Es war auch unmittelbar klar, daß die Viren in irgendeiner Weise eine grundlegende Rolle in der Entstehung ihrer Wirte gespielt hatten. Virale Infektion und die Versuche, sie in Grenzen zu halten, verliehen den im Entstehen begriffenen Technologien Geschwindigkeit und Komplexität. Aufgrund der Computer wurden auch die konventionellen Unterscheidungen zwischen Virus und Wirt unhaltbar. Digitale Maschinen nahmen im anorganischen Leben denselben Platz ein wie die Viren, denen sie als Wirte dienten. Sie waren ebenfalls replizierende, lebendige Systeme, per Anhalter unterwegs in Kriegswirtschaften und Telekom-Netzen, nutzten ebenfalls den eklatanten Vorteil, den ihnen die in der menschlichen Immunität implizierte Schwäche gewährt: das intensive Verlangen nach Sicherheit, Vorhersagbarkeit und Kontrolle, Eroberung und territorialen Ansprüchen. Sie dienten nicht nur zur Unterstützung der viralen Aktivität, sondern hatten sich selbst als solche erwiesen: parasitische Programme, per Anhalter unterwegs auf älteren Kommunikations- und Steuerungssystemen.

Zu dem Zeitpunkt, als man diese Tatsachen erkannte, waren die digitalen Maschinen schon überall. Die Viren waren allgegenwärtig. War die Replikation ursprünglich das Problem, so war sie auch das Funktionsprinzip selbst. Wenn sogar die Immunsysteme aus Replikanten bestehen, so ist absolut nichts und niemand mehr vor Ansteckung sicher.

Computerviren, so stellte sich später heraus, waren lediglich die Gischt auf einer Woge retroviraler Aktivität, die über die Entstehung digitaler Maschinen und die umprogrammierte kulturelle Aktivität selbst hinwegschwappte. Doch obwohl sie gleichzeitig entstanden waren, ließ die Erkenntnis, daß Computer- und Retroviren beide Symptome eines umfangreicheren, kontextübergreifenden retroviralen Syndroms sind, noch jahrelang auf sich warten.

Noch lange nach den Abenteuern des berühmten Sohns der Stadt Linz hielten die alten Hüter weiterhin fest an der unantastbaren Unveränderlichkeit der Spezies, an der Immutabilität der vermeintlichen Naturgesetze, der Unmöglichkeit von Mutation und außer Kontrolle geratener Replikation, an der Fähigkeit, die Bedingungen der kulturellen Produktion zu diktieren, an ihrer Loyalität gegenüber dem alten Reproduktionsapparat und an den strengen disziplinären Grenzen zwischen den Bereichen, die sich zunehmend als miteinander verknüpfte kulturelle Zonen erwiesen. Natürlich gerieten sie in Panik, als sie erkannten, in welchem Ausmaß die Kulturpolizei die Kontrolle verloren hatte.
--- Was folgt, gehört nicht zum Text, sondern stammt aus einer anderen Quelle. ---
PR #817, opened 2024-02-16
Add update-deployment task

mmorhun:
Add task to update gitops repository.


task/update-deployment/0.1/update-deployment.yaml
jduimovich, line 1: This ok for now  but the component-id shoud become a parameter so when we have multiple components in a gitops repo it can update the correct one. 
That will require changes in the caller pipeline to separate multiple src-repos (src-1,src2) and both can update components in a single unrelated name common-gitops

rcerven (approved):

PR #825, opened 2024-02-20
buildah-rhtap: use productized Syft image

chmeliik:
RHTAP tasks must use productized images. Replace the previous Syft image with one that was recently released to registry.redhat.io.

### DIFF
--- a/task/buildah-rhtap/0.1/buildah-rhtap.yaml
+++ b/task/buildah-rhtap/0.1/buildah-rhtap.yaml
@@ -97,7 +97,7 @@ spec:
     workingDir: $(workspaces.source.path)
 
   - name: generate-sboms
-    image: quay.io/redhat-appstudio/syft:v0.105.0@sha256:32a9d2007f2b042ceec4ef32fa1d90b8d28141822e7d9748f240da9d55c56601
+    image: registry.redhat.io/rh-syft-tech-preview/syft-rhel9:0.105.0@sha256:8d34c03188cf294a77339b2a733b1f6811263a369b309e6b170d9b489abc0334
     script: |
       syft dir:$(workspaces.source.path)/source --output cyclonedx-json@1.5=/tmp/files/sbom-source.json
       syft oci-dir:/tmp/files/image --output cyclonedx-json@1.5=/tmp/files/sbom-image.json


task/buildah-rhtap/0.1/buildah-rhtap.yaml
```diff
@@ -97,7 +97,7 @@ spec:
     workingDir: $(workspaces.source.path)
 
   - name: generate-sboms
-    image: quay.io/redhat-appstudio/syft:v0.105.0@sha256:32a9d2007f2b042ceec4ef32fa1d90b8d28141822e7d9748f240da9d55c56601
+    image: registry.redhat.io/rh-syft-tech-preview/syft-rhel9:0.105.0@sha256:8d34c03188cf294a77339b2a733b1f6811263a369b309e6b170d9b489abc0334
```
chmeliik, line 100: Now I'm thinking - do all RHTAP users have to have access to registry.redhat.io? If not, this breaks the buildah task.

Do we have to move rh-syft to registry.access.redhat.com? CC @jduimovich

jduimovich: Yes, I think the images would be best in an open access registry in  the longer term.  I would say in the context of establishing an upstream konflux community which runs on non-openshift all tasks need open access images. 
OpenShift installs will have acccess to registry.redhat.io images 
We currently have some images in registry.redhad.io as per this table of  [Images and tasks](https://github.com/jduimovich/build-definitions/blob/create-owners-table/owners.md)

chmeliik: > Yes, I think the images would be best in an open access registry in the longer term. I would say in the context of establishing an upstream konflux community which runs on non-openshift all tasks need open access images.

Agreed, I'll try to figure out how to make the image publicly accessible

> We currently have some images in registry.redhad.io as per this table of [Images and tasks](https://github.com/jduimovich/build-definitions/blob/create-owners-table/owners.md)

I was going to say that the only immediately relevant task out of those is git-clone, which would be solved by switching to the community task from tektoncd-catalog

But then I looked at the task and it uses registry.redhat.io as well :confused: https://github.com/openshift-pipelines/tektoncd-catalog/blob/29276021fc0c301a9e2781f7a0cc549a2f9eac81/tasks/task-git/0.2.0/task-git.yaml#L209

PR #826, opened 2024-02-20
Add handling of entitlement secret

mkosiarc:
Users can add the entitlement secret "etc-pki-entitlement" to their namespace in the cluster. This will be then available for installing rpms during container build.

[STONEBLD-1589](https://issues.redhat.com//browse/STONEBLD-1589)

### DIFF
--- a/task/buildah/0.1/buildah.yaml
+++ b/task/buildah/0.1/buildah.yaml
@@ -67,6 +67,10 @@ spec:
     description: Target stage in Dockerfile to build. If not specified, the Dockerfile is processed entirely to (and including) its last stage.
     type: string
     default: ""
+  - name: ENTITLEMENT_SECRET
+    description: Name of secret which contains the entitlement certificates
+    type: string
+    default: "etc-pki-entitlement"
   results:
   - description: Digest of the image just built
     name: IMAGE_DIGEST
@@ -109,6 +113,8 @@ spec:
       value: $(params.TARGET_STAGE)
     - name: PARAM_BUILDER_IMAGE
       value: $(params.BUILDER_IMAGE)
+    - name: ENTITLEMENT_SECRET
+      value: $(params.ENTITLEMENT_SECRET)
   steps:
   - image: quay.io/redhat-appstudio/buildah:v1.31.0@sha256:34f12c7b72ec2c28f1ded0c494b428df4791c909f1f174dd21b8ed6a57cf5ddb
     name: build
@@ -207,6 +213,13 @@ spec:
       [ -n "$COMMIT_SHA" ] && LABELS+=("--label" "vcs-ref=$COMMIT_SHA")
       [ -n "$IMAGE_EXPIRES_AFTER" ] && LABELS+=("--label" "quay.expires-after=$IMAGE_EXPIRES_AFTER")
 
+      ENTITLEMENT_PATH="/entitlement"
+      if [ -d "$ENTITLEMENT_PATH" ]; then
+        cp -r --preserve=mode "$ENTITLEMENT_PATH" /tmp/entitlement
+        VOLUME_MOUNTS="${VOLUME_MOUNTS} --volume /tmp/entitlement:/etc/pki/entitlement"
+        echo "Adding the entitlement to the build"
+      fi
+
       unshare -Uf $UNSHARE_ARGS --keep-caps -r --map-users 1,1,65536 --map-groups 1,1,65536 -- buildah build \
         $VOLUME_MOUNTS \
         ${BUILDAH_ARGS[@]} \
@@ -234,6 +247,8 @@ spec:
     volumeMounts:
     - mountPath: /var/lib/containers
       name: varlibcontainers
+    - mountPath: "/entitlement"
+      name: etc-pki-entitlement
     workingDir: $(workspaces.source.path)
 
   - name: sbom-syft-generate
@@ -403,8 +418,12 @@ spec:
     workingDir: $(workspaces.source.path)
 
   volumes:
-  - emptyDir: {}
-    name: varlibcontainers
+  - name: varlibcontainers
+    emptyDir: {}
+  - name: etc-pki-entitlement
+    secret:
+      secretName: $(params.ENTITLEMENT_SECRET)
+      optional: true
   workspaces:
   - name: source
     description: Workspace containing the source code to build.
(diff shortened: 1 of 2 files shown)


task/buildah/0.1/buildah.yaml
```diff
@@ -207,6 +213,13 @@ spec:
       [ -n "$COMMIT_SHA" ] && LABELS+=("--label" "vcs-ref=$COMMIT_SHA")
       [ -n "$IMAGE_EXPIRES_AFTER" ] && LABELS+=("--label" "quay.expires-after=$IMAGE_EXPIRES_AFTER")
 
+      ENTITLEMENT_PATH="/entitlement"
+      if [ -n "${ENTITLEMENT_SECRET}" ] && [ -d "$ENTITLEMENT_PATH" ]; then
+        cp -r /entitlement /tmp/entitlement
```
mkosiarc, line 218: So this might seem puzzling, but I could not find any other solution so that these kind of warnings weren't shown:
```
time="2024-02-19T16:14:14Z" level=warning msg="pkg/bind: error detaching \"/var/tmp/buildah969021357/mnt/buildah-bind-target-11\": permission denied"
time="2024-02-19T16:14:14Z" level=warning msg="pkg/bind: error removing \"/var/tmp/buildah969021357/mnt/buildah-bind-target-11\": device or resource busy"
time="2024-02-19T16:14:14Z" level=warning msg="pkg/bind: error removing \"/var/tmp/buildah969021357/mnt\": directory not empty"
```

They must be related to the permissions of the volume. I tried changing the permissions of the volume, mounting it to different places and nothing worked expected making a copy of the volume and mounting that copy to the buildah. Any ideas?

mkosiarc:
This is how to test this/reproduce (you must have a redhat portal account with the rhel subscriptions)

1. run registry.access.redhat.com/ubi8/ubi:latest locally
2. run subscription-manager register command
3. copy the generated -key.pem and .pem files from /etc/pki/entitlement to your local machine
4. oc create secret generic etc-pki-entitlement --from-file <>-key.pem --from-file <>.pem
That is based on https://developers.redhat.com/articles/2022/01/24/create-entitled-builds-red-hat-subscriptions-openshift

And here is a testing build that I used, https://github.com/mkosiarc-rhtap/my-test/blob/main/Dockerfile
It won't install the libvirt-libs package successfully without working entitlement.

task/buildah/0.1/buildah.yaml
```diff
@@ -207,6 +213,13 @@ spec:
...
+        VOLUME_MOUNTS="${VOLUME_MOUNTS} --volume /tmp/entitlement:/etc/pki/entitlement"
+        echo "Adding the entitlement to the build"
```
tisutisu, line 220: nitpick: when printing the log, it already added the `entitlement` .. will `Added the entitlement to the build` sound good here?

mkosiarc: Hmm, as I understand it at this point nothing was added, only variable was changed. The mounting to the buildah build command happens below

```
unshare -Uf $UNSHARE_ARGS --keep-caps -r --map-users 1,1,65536 --map-groups 1,1,65536 -- buildah build \
        $VOLUME_MOUNTS \
```

task/buildah/0.1/buildah.yaml
```diff
@@ -207,6 +213,13 @@ spec:
       [ -n "$COMMIT_SHA" ] && LABELS+=("--label" "vcs-ref=$COMMIT_SHA")
       [ -n "$IMAGE_EXPIRES_AFTER" ] && LABELS+=("--label" "quay.expires-after=$IMAGE_EXPIRES_AFTER")
 
+      ENTITLEMENT_PATH="/entitlement"
+      if [ -n "${ENTITLEMENT_SECRET}" ] && [ -d "$ENTITLEMENT_PATH" ]; then
```
chmeliik, line 217: I guess `[ -n "${ENTITLEMENT_SECRET}" ]` is there so that you can disable the entitlement handling even if an `etc-pki-entitlement` secret exists in your namespace? (By setting the param to an empty string).

Does that not cause issues for
```yaml
  - name: etc-pki-entitlement
    secret:
      secretName: ""  # when $(params.ENTITLEMENT_SECRET) is an empty string
      optional: true
```

task/buildah/0.1/buildah.yaml
chmeliik, line 218:
```suggestion
        cp -r "$ENTITLEMENT_PATH" /tmp/entitlement
```
just for consistency

chmeliik: Never seen that :confused: 

I guess copying the secret is fine, but maybe we could copy with `--preserve=mode` to preserve permissions?

mkosiarc: updated

task/buildah/0.1/buildah.yaml
mkosiarc: You are correct, in the case of "" it is a problem. I removed the first check, as I guess it's not really needed. either the entitlement secret is in the namespace or it isn't, so checking that should be enough.

task/buildah/0.1/buildah.yaml
mkosiarc: Updated to use the preserve option. Interestingly, it works without any warnings. This makes the issue of the buildah warnings even more puzzling...

chmeliik (commented):
LGTM, but you'll need to re-generate the buildah-remote task (the failing CI check should have the instructions)

And the Sonarcloud failure should be resolved by rebasing on main

task/buildah/0.1/buildah.yaml
```diff
@@ -67,6 +67,10 @@ spec:
     description: Target stage in Dockerfile to build. If not specified, the Dockerfile is processed entirely to (and including) its last stage.
     type: string
     default: ""
+  - name: ENTITLEMENT_SECRET
```
tisutisu, line 70: the changes is for adding support to download rpms during builds. Do we need to add a e2e-tests to cover this scenario?

mkosiarc: We do, part of the acceptance criteria is "Create a follow up story for e2e tests and link it with this story".

mkosiarc:
Should some docs be updated as well, so the users are aware of this ? @mmorhun

task/buildah/0.1/buildah.yaml
tisutisu: oh I see.. thanks for pointing it now. changes looks good to me.

chmeliik (approved):
LGTM :+1:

Doch an diesem Punkt war es schon viel zu spät. Obwohl man die Kulturviren für etwas hielt, was sowohl isoliert von den Kommunikationsnetzen als auch von den retroviralen Codes ist, war ihre Entdeckung der Anfang vom Ende für jeden einlullenden Traum von Immunität oder Schutz der Kultur. Als die Puzzlestücke schließlich zu einem kompletten Bild zusammengesetzt waren, war plötzlich unübersehbar, daß das CIV die grundlegendsten Ebenen der kulturellen Codes des Westens über Jahrzehnte, wenn nicht gar Jahrhunderte hinweg, geschrieben und umgeschrieben hatte.